Calculate MCC from confusion matrix with full metrics: accuracy, F1, precision, recall, specificity, Cohen's kappa, informedness, markedness, and visual confusion matrix.
The Matthews Correlation Coefficient (MCC) is a balanced way to score binary classifiers, especially when the classes are imbalanced and accuracy alone can be misleading.
This calculator takes a confusion matrix and reports MCC alongside the other metrics people commonly compare against it: accuracy, balanced accuracy, precision, recall, specificity, F1, Cohen's kappa, and related rates. That makes it easier to see why two models with similar accuracy can still have very different practical quality.
MCC ranges from −1 to +1, where +1 is perfect agreement, 0 is no useful discrimination, and −1 means the predictions are effectively inverted.
MCC is useful because it stays informative when the class balance is skewed and when a model can game accuracy by overpredicting the majority class. Comparing it directly against accuracy, F1, and balanced accuracy helps show whether the classifier is genuinely useful or only superficially impressive.
MCC = (TP·TN − FP·FN) / √((TP+FP)(TP+FN)(TN+FP)(TN+FN)). Range: [−1, +1]. MCC = 0 = random. MCC = +1 = perfect.
Result: MCC = 0.7528, Accuracy = 87.5%, F1 = 0.8718, Precision = 89.47%, Recall = 85.0%
MCC of 0.75 indicates strong agreement between predictions and reality. Despite 12.5% error rate, the classifier correctly handles both positives and negatives, with slightly better specificity than sensitivity.

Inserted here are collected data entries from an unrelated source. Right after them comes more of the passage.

PR #97, opened 2025-11-26
fix: use factory to refresh session once it is finished

arnewouters:
### Changes

Timeouts stop the background session task in FastMCP, this makes follow-up tool calls fail with

```
MCP Tool Error Response: Internal error: nesting counter should be 0 when starting new session, got 2
``` 

With this PR, we are explicitly refreshing the session when the client is no longer connected.

### User experience

config for testing:
```json
    "example-mcp-server": {
      "command": "uv",
        "args": [
          "run",
          "--directory",
          "/Volumes/workplace/mcp-proxy-for-aws-dev",
          "mcp-proxy-for-aws",
          "--service",
          "my-service",
          "--region",
          "us-east-1",
          "--log-level",
          "DEBUG",
          "https://example.com/mcp"
        ],
        "env": {},
        "disabled": false,
        "autoApprove": []
    }
```

#### Cline

Before:

There is an error after a timeout

Untitled Diagram drawio

After:

Session refreshes under the hood and the next call succeeds

Untitled Diagram2 drawio

## Checklist

* [x] Changes are documented

* [ ] Yes
* [ ] No

## Acknowledgment

### DIFF
--- a/tests/unit/test_initialize_client.py
+++ b/tests/unit/test_initialize_client.py
@@ -28,7 +28,7 @@ async def test_successful_initialization():
     mock_transport = Mock()
     mock_client = Mock()
 
-    with patch('mcp_proxy_for_aws.server.Client') as mock_client_class:
+    with patch('mcp_proxy_for_aws.server.ProxyClient') as mock_client_class:
         mock_client_class.return_value.__aenter__ = AsyncMock(return_value=mock_client)
         mock_client_class.return_value.__aexit__ = AsyncMock(return_value=None)
 
@@ -48,7 +48,7 @@ async def test_http_error_with_jsonrpc_error(capsys):
 
     http_error = httpx.HTTPStatusError('error', request=Mock(), response=mock_response)
 
-    with patch('mcp_proxy_for_aws.server.Client') as mock_client_class:
+    with patch('mcp_proxy_for_aws.server.ProxyClient') as mock_client_class:
         mock_client_class.return_value.__aenter__ = AsyncMock(side_effect=http_error)
 
         with pytest.raises(httpx.HTTPStatusError):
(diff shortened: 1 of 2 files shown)


mcp_proxy_for_aws/server.py
```diff
@@ -157,10 +158,20 @@ async def run_proxy(args) -> None:
     transport = create_transport_with_sigv4(
         args.endpoint, service, region, metadata, timeout, profile
     )
+
     async with _initialize_client(transport) as client:
```
wzxxing, line 161: The client should be a ProxyClient.

arnewouters: Why? We are doing the same as `FastMCP.as_proxy` https://github.com/jlowin/fastmcp/blob/ba69fba3055db6938ba368dc17275a85ca626ae3/src/fastmcp/server/server.py#L2612-L2634

wzxxing: Because we probably want a mix of the if-else branches

1. connect the session to be reused
2. use ProxyClient to support features like elicitation and sampling; the regular client does not support

mcp_proxy_for_aws/server.py
```diff
@@ -157,10 +157,20 @@ async def run_proxy(args) -> None:
...
+
+        async def client_factory():
+            nonlocal client
+            if not client.is_connected():
+                logger.debug('Reinitialize client')
+                client = ProxyClient(transport)
```
wzxxing, line 167: what if you do `client.new()` here?

mcp_proxy_for_aws/server.py
```diff
@@ -157,10 +157,20 @@ async def run_proxy(args) -> None:
...
+                await client._connect()
```
wzxxing, line 168: When this method throws, the client also hangs, the `_initialize_client` context manager writes the jsonrpc error to stdout.

Can this be done here too? I think it is a bit tricky to get the new json rpc message id.

mcp_proxy_for_aws/server.py
arnewouters: It returns Client and not ProxyClient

Consider a disease affecting 1% of patients. A classifier that always predicts "healthy" achieves 99% accuracy — impressive-looking but useless. Its MCC is exactly 0, correctly indicating no discriminative ability. This example explains why MCC has become the recommended primary metric in machine learning competitions and medical AI.
MCC is the Pearson correlation between actual and predicted binary labels (encoded 0/1). This means all properties of Pearson correlation apply: MCC = +1 implies perfect prediction, −1 implies perfect inverse prediction, and 0 implies independence. The formula (TP·TN − FP·FN)/√((TP+FP)(TP+FN)(TN+FP)(TN+FN)) is equivalent to Pearson r on binary variables.
MCC gives one number but hides the precision-recall tradeoff. If FP and FN have very different costs — false positive in cancer screening vs. false negative — you need precision and recall separately. ROC-AUC shows performance across all thresholds. Use MCC as the primary evaluation metric, then drill into precision, recall, and domain-specific costs for deployment decisions.
Last updated:
If 95% of samples are negative, predicting "always negative" gives 95% accuracy but MCC = 0 (no useful discrimination). MCC requires good performance on both classes, making it impossible to game with trivial strategies.
MCC = √(Informedness × Markedness) when both are positive. It's also the geometric mean of the regression coefficients of the problem and its dual. MCC incorporates all four confusion matrix cells equally.
Yes. MCC generalizes to multi-class problems using the full confusion matrix rather than only the four binary cells. The formula is more involved, but the same idea holds: it measures agreement between predicted and true labels while accounting for class imbalance.
MCC = 0 when TP·TN = FP·FN. This occurs for random guessing, "always positive" (TN=FN=0), or "always negative" (TP=FP=0) strategies. Any strategy that ignores the true labels gives MCC = 0.
Both measure binary agreement beyond chance, but MCC is symmetric and treats both classes equally. Kappa can be biased by prevalence and marginal distributions. MCC is generally preferred in machine learning; kappa in inter-rater reliability studies.
No universal threshold exists, but MCC > 0.3 suggests the classifier adds value beyond random, MCC > 0.5 indicates moderate utility, and MCC > 0.7 is considered strong. The required threshold depends on the cost of false positives vs. false negatives in your domain.